Could you write the entries out again, exactly as they appear?

Source records >>

================

PR #2420, opened 2025-04-10
feat(v2 snapshot): add skeleton for data integrity

DamiaSan:
Issue https://github.com/longhorn/longhorn/issues/9023

Added a skeleton for a new test to verify data integrity between replicas when executing a volume snapshot during I/O over the volume.


e2e/tests/regression/test_v2.robot
```diff
@@ -116,3 +116,23 @@ V2 Volume Should Cleanup Resources When Instance Manager Is Deleted
...
+    ...                4. Make a snapshot of the volume.
+    ...                5. Stop data writing.
+    ...                6. For every replica of the volume, execute the following operations:
+    ...                 6.1 Enter into the pod where the spdk_tgt containing the replica data is running.
+    ...                 6.2 Using go-spdk-helper, find the snapshot created above with lvol command.
+    ...                 6.3 Using go-spdk-helper, start exposing the snapshot bdev with expose command.
+    ...                 6.4 Using go-spdk-helper, connect to the exposed snapshot bdev with nvmecli command.
+    ...                 6.5 Compute a checksum of the block device created with the command above.
+    ...                 6.6 Using go-spdk-helper, stop exposing the snapshot bdev with expose command.
+    ...                 6.1 Exit from the pod.
```
derekbit, line 136: This is an e2e test case. Shouldn't use go-spdk-helper that is transparent to users.
Please use Longhorn CR resources instead.

DamiaSan: In the pre-ready-for-testing checklis of the issue https://github.com/longhorn/longhorn/issues/2187 I found a link to the PR https://github.com/longhorn/longhorn-tests/pull/1946, but the skeleton inside of it doesn't contain any indication for what I need to do. Moreover, in the old manual test case for that issue, https://longhorn.github.io/longhorn-tests/manual/pre-release/basic-operations/snapshot-while-writing-data/, there is simply a  "_Create another snapshot/backup and verify the data_."
How can I compute the checksum of one replica's data?

derekbit: > How can I compute the checksum of one replica's data?

I think you should check the data's checksum after reverting a snapshot.

DamiaSan: > I think you should check the data's checksum after reverting a snapshot.

I want to compare data of different replicas.
If I revert a snapshot, the data are read from all the available replicas, because SPDK RAID1 balance the reading load between all available replicas.


Looking at the test you mentioned, for example in the file `test_snapshot.py` there is the test `check_snapshot_checksums_and_change_timestamps` , which open the snapshot file and read the checksum from metadata. This operation is analogue to the one I used in the skeleton, i.e export the snapshot via nvmf, connect to it via nvme cli and calculate the checksum.

derekbit: > If I revert a snapshot, the data are read from all the available replicas, because SPDK RAID1 balance the reading load between all available replicas.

================

Finished exercise >>
PR #2420, opened 2025-04-10
feat(v2 snapshot): add skeleton for data integrity

DamiaSan:
Issue https://github.com/longhorn/longhorn/issues/9023

Added a skeleton for a new test to verify data integrity between replicas when executing a volume snapshot during I/O over the volume.


e2e/tests/regression/test_v2.robot
```diff
@@ -116,3 +116,23 @@ V2 Volume Should Cleanup Resources When Instance Manager Is Deleted
...
+    ...                4. Make a snapshot of the volume.
+    ...                5. Stop data writing.
+    ...                6. For every replica of the volume, execute the following operations:
+    ...                 6.1 Enter into the pod where the spdk_tgt containing the replica data is running.
+    ...                 6.2 Using go-spdk-helper, find the snapshot created above with lvol command.
+    ...                 6.3 Using go-spdk-helper, start exposing the snapshot bdev with expose command.
+    ...                 6.4 Using go-spdk-helper, connect to the exposed snapshot bdev with nvmecli command.
+    ...                 6.5 Compute a checksum of the block device created with the command above.
+    ...                 6.6 Using go-spdk-helper, stop exposing the snapshot bdev with expose command.
+    ...                 6.1 Exit from the pod.
```
derekbit, line 136: This is an e2e test case. Shouldn't use go-spdk-helper that is transparent to users.
Please use Longhorn CR resources instead.

DamiaSan: In the pre-ready-for-testing checklis of the issue https://github.com/longhorn/longhorn/issues/2187 I found a link to the PR https://github.com/longhorn/longhorn-tests/pull/1946, but the skeleton inside of it doesn't contain any indication for what I need to do. Moreover, in the old manual test case for that issue, https://longhorn.github.io/longhorn-tests/manual/pre-release/basic-operations/snapshot-while-writing-data/, there is simply a  "_Create another snapshot/backup and verify the data_."
How can I compute the checksum of one replica's data?

derekbit: > How can I compute the checksum of one replica's data?

I think you should check the data's checksum after reverting a snapshot.

DamiaSan: > I think you should check the data's checksum after reverting a snapshot.

I want to compare data of different replicas.
If I revert a snapshot, the data are read from all the available replicas, because SPDK RAID1 balance the reading load between all available replicas.


Looking at the test you mentioned, for example in the file `test_snapshot.py` there is the test `check_snapshot_checksums_and_change_timestamps` , which open the snapshot file and read the checksum from metadata. This operation is analogue to the one I used in the skeleton, i.e export the snapshot via nvmf, connect to it via nvme cli and calculate the checksum.

derekbit: > If I revert a snapshot, the data are read from all the available replicas, because SPDK RAID1 balance the reading load between all available replicas.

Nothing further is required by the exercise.